NOTE! This is a read-only copy of the ENCODE2 wiki.
Please go to the ENCODE3 wiki for current information.
Data submission packaging
- Before packaging, test your data files as custom tracks
- The UCSC data wrangler will provide you with tab-separated text files meta-data files, with the correct extensions (.DAF, .DDF). You will need to modify the DDF to provide file names etc. from your experimental data. The DDF file is a tab-delimited file. When saving Excel spreadsheets as tab-delimited text files, it may be necessary to remove the .txt extensions.

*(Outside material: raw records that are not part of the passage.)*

PR #501, opened 2025-07-28
TRA-996: Warmup-2: Last2 added

Hawraa-a:
- I implemented the method last2 to count how many times the last 2-character substring appears elsewhere in the string (excluding the last occurrence).

- Returned 0 immediately if the string length is less than 2.

- Extracted the last 2 characters as a target substring.

- Used a for loop to check each 2-character substring except the last one, incrementing the count if it matches


Ghaida02a (approved):
Good job

PR #504, opened 2025-07-28
TRA-999: Warmup-2: ArrayCount9 added

Hawraa-a:
- I created a method arrayCount9 that counts how many times the number 9 appears in an integer array.

- Used a for loop to iterate through the array and increment a counter when an element equals 9.

- Returned the total count.


Ghaida02a (approved):
Good Job

PR #509, opened 2025-07-28
TRA-1008: Warmup-2: StringMatch added

Hawraa-a:
- I implemented the method stringMatch to count positions where two strings contain the same length-2 substring.

- Calculated the minimum length of the two strings to avoid out-of-bounds errors.

- Used a for loop to compare every 2-character substring at the same position in both strings.

- Incremented the count when substrings matched.


Ghaida02a (approved):
well done

PR #511, opened 2025-07-28
TRA-1012: Warmup-2: StringX added

Hawraa-a:
- I created the method stringX to remove all "x" characters from the string except those at the start or end.

- Used a for loop to iterate over the string characters.

- Kept characters if they are not "x" or if they are "x" at the first or last position.


Ghaida02a (approved):
well done
StringBuilder is more efficient for string concatenation in this task.

PR #514, opened 2025-07-28
TRA-1020: Warmup-2: Array667 added

Hawraa-a:
- I implemented the method array667 to count the number of times a 6 is followed by either another 6 or a 7 in an integer array.

- Used a for loop to iterate through the array up to the second last element.

- Checked if the current element is 6 and the next element is 6 or 7, then incremented the count.

- Returned the total count.


Ghaida02a (changes requested):

Ghaida02a (approved):
Well done

PR #521, opened 2025-07-28
Adding Alt Pairs

Alfori90:
I use loop through the string in steps of 4, and for each step, append the current character and the next one (if it exists) to the result string. Return the final string.


EchoCoder20:
sync with master!

EchoCoder20 (changes requested):
Please delete the files in Huria/warmup2/AltPairs.java

EchoCoder20 (approved):

PR #522, opened 2025-07-28
TRA-1126: Solving countxx task

EchoCoder20:
I create countxx() method that Count the number of "xx" in the given string.


Ghaida02a (approved):
Well done

PR #177, opened 2018-04-04
Remove notify invalid config handling (publisher).

smarlowucf:
From publisher service.


rjschwei:
Merging expect validation removal in separate PR

PR #184, opened 2018-04-04
Attempt creating log dir if it does not exist.

### LINKED ISSUE #183: Setup log directory
When starting a service the log file is initialized with a new log handler. If the directory does not exist this just raises an exception.

It would be nice to check for the directory and create it if it doesn't exist.

https://github.com/SUSE/mash/blob/02d59d50f5ac9dc84e86c6b3e7c904bd77bc7519/mash/services/base_service.py#L359

smarlowucf:
When setting log handler. File handler can create the file if it does not exist but not the directory.

Resolves #183

### DIFF
--- a/mash/services/base_service.py
+++ b/mash/services/base_service.py
@@ -361,6 +361,10 @@ class BaseService(object):
         Allow to set a custom service log file
         """
         try:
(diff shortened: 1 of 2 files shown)


schaefi:
:+1:

PR #186, opened 2018-04-05
Remove service job doc validation

smarlowucf:
From:

- Testing
- Credentials
- Replication
- Publisher


schaefi:
I would wait with this until the schema is merged and actively playing

PR #190, opened 2018-04-09
Use temp ssh keys for uploader in ec2

schaefi:
On upload temporary create and register an ssh keypair

### DIFF
--- a/mash/services/uploader/cloud/amazon.py
+++ b/mash/services/uploader/cloud/amazon.py
@@ -15,11 +15,15 @@
 # You should have received a copy of the GNU General Public License
 # along with mash.  If not, see <http://www.gnu.org/licenses/>
 #
+from tempfile import NamedTemporaryFile
+from collections import namedtuple
 from ec2utils.ec2uploadimg import EC2ImageUploader
 
 # project
 from mash.services.uploader.cloud.base import UploadBase
 from mash.mash_exceptions import MashUploadException
+from mash.utils.ec2 import get_client
+from mash.utils.mash_utils import generate_name
 
 
 class UploadAmazon(UploadBase):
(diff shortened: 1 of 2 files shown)


rjschwei:
This works, bt based on implementation and comment there is still a misunderstanding I think.

The "temporary part" was primarily centered around what shows up in EC2. To maybe help eliminate the confusion/misunderstanding let me try and out line this as steps:

1.) Upon startup if no ssh key exists in /var/lib/mash/ssh_key mash creates a public/private ssh key pair
2.) The uploader creates a temporary random key-pair name
3.) Using the public key from step 1 and the name form step 2 the uploader uses ec2.import_key_pair()
4.) delete key-pair in EC2 when done

calling ec2.create_keypair() and then downloading the private key is another option to solve the problem.

I'm have no problem with this implementation but thought it was important to point out the other possible approach.

schaefi:
There is no misunderstanding. I already understood that the decision was made that mash creates a ssh key pair and stores that such that this pubkey can be send to ec2. To be honest I wanted to free myself from external references and I have a problem with the level of trust.

In the last meeting I suggested mash creates a ssh keypair and imports the pubkey under a generic name to ec2. This would have been simple but yes assumes nobody plays bad with the imported keys on the ec2 side. Actually it seems I was the only one who wouldn't have a problem with that level of trust as others in the call had concerns or made fun of me.

So that's ok but now mash creates a ssh keypair and stores it locally and imports the same pubkey under a random name several times which puts permanent trust on the locally stored private key. I'm sorry but if there is no trust in the key pool on the ec2 side then there is also no trust on the private key on the mash server side.

I think we cheat ourselves if we import the same key just with another name and consider that a temporary key. Either it's really temporary or it should be simple.

Just to explain why I implemented it this way

smarlowucf:
> Actually it seems I was the only one who wouldn't have a problem with that level of trust as others in the call had concerns or made fun of me.

I don't think that was the case. I think all the options we discussed aren't ideal and have disadvantages. The best option using cloud init script we decided we had to wait on. If we use a generic name I think it is more error prone since the user could delete the key at any time.

Anyway, I think both options that we chose work just as well. So this can be merged and eventually we will be able to clean it all up and use a simple cloud init script which would better match the GCE and Azure usage.

schaefi:
>eventually we will be able to clean it all up and use a simple cloud init script which would better
>match the GCE and Azure usage.

you have my vote on this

DAF: The Data Agreement File
The Data Agreement File is a metadata file that specifies track types and submission file formats for a data type. It is created by the DCC as part of the data agreement with the data providing lab, and should not be changed unilaterally. All fields not marked optional are required. NOTE: This file was originally called the Project Information File (PIF), but the name was changed to avoid conflict with Windows .pif executable format.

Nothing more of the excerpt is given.